Muitas vezes, um tratamento pode não ser incorporado por ainda não haver evidências científicas suficientes de que ele de fato é útil para determinada doença – algo que muda com o tempo, conforme a ciência avança. “Digamos que algo tenha sido pedido no ano passado e negado porque não tinha evidência, mas hoje já tem. Do jeito que o STJ coloca, ele exclui a possibilidade de se reavaliar essa situação”, afirma Benevento.
O advogado destaca a necessidade de uma participação maior da sociedade civil, especialmente de associações de pacientes e de médicos, nos processos que levam à construção do rol. Também aponta a importância de revisão da decisão recente do STJ, já que novos processos sobre o tema que chegarem à corte poderão adquirir caráter vinculante, o que obrigaria outros tribunais a seguirem o entendimento original.

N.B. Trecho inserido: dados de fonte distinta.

PR #792, opened 2021-04-08
1271 Change ZFP compression quality with respect to the compressibility

markccchiang:
This branch is trying to solve [#1271](https://github.com/CARTAvis/carta-frontend/issues/1271) in another way that suggested by @kswang1029. We check ZFP compressibility for each tile of an image. If the compressibility is smaller than `0.05` then we compress the data again with the highest precision (32). If the compressibility for a tile with the highest precision is smaller than `0.1`, then we use such compression data. Otherwise, we use the compression data with the default precision.

### DIFF
--- a/src/Frame.cc
+++ b/src/Frame.cc
@@ -433,7 +433,7 @@ bool Frame::FillRasterTileData(CARTA::RasterTileData& raster_tile_data, const Ti
                         tile_ptr->set_image_data(compression_buffer_hq.data(), compressed_size_hq);
 
                         spdlog::debug("Using high compression quality. Previous compression ratio: {:.3f}", compression_ratio);
-                        compression_ratio = compressed_size_hq;
+                        compression_ratio = compression_ratio_hq;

Em entrevista recente ao site da AME/CDD, Antoine Daher, presidente da Federação Brasileira das Associações de Doenças Raras (Febrararas) e da Casa Hunter, disse ver o novo entendimento em torno do rol taxativo com preocupação. Ele aponta que o risco de barrar novas terapias não se resume às doenças raras, já que muitas tecnologias inicialmente associadas a essas doenças são posteriormente utilizadas em condições que afetam uma parcela maior da população.
“Nós levamos esse assunto ao STF e vamos até o fim”, afirmou, na ocasião.